Please filter the listing for the string "RosMessageType" and copy each matching line.

-- Opening Marker --

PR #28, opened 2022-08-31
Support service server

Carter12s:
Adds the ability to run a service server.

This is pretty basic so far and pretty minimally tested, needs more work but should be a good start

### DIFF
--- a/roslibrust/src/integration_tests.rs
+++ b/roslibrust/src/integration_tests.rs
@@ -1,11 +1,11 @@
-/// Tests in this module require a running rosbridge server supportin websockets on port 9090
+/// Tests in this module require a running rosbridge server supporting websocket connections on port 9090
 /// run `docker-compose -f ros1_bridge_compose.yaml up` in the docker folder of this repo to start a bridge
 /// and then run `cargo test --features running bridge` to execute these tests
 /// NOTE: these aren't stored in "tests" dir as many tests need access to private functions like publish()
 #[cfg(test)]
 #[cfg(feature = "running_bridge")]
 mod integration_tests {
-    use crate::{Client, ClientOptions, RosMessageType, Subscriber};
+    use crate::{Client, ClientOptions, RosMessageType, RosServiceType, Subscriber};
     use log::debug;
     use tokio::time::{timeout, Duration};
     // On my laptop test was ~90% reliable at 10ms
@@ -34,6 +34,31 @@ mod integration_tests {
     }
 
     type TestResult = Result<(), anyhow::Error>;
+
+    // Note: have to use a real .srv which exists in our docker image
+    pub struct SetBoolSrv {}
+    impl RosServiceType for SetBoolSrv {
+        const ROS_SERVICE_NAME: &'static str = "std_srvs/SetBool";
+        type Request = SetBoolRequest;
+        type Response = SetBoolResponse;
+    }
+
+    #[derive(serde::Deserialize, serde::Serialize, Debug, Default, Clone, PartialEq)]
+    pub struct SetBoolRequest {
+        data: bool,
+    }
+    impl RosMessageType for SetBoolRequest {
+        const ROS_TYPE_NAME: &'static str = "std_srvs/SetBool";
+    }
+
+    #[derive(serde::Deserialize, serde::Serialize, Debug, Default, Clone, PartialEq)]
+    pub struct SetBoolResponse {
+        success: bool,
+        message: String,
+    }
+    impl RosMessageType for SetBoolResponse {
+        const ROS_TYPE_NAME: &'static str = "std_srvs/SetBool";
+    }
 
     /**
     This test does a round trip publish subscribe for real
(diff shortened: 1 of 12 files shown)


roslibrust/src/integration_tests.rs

-- Closing Marker --

▶ SOLUTION
-    use crate::{Client, ClientOptions, RosMessageType, Subscriber};
+    use crate::{Client, ClientOptions, RosMessageType, RosServiceType, Subscriber};
+    impl RosMessageType for SetBoolRequest {
+    impl RosMessageType for SetBoolResponse {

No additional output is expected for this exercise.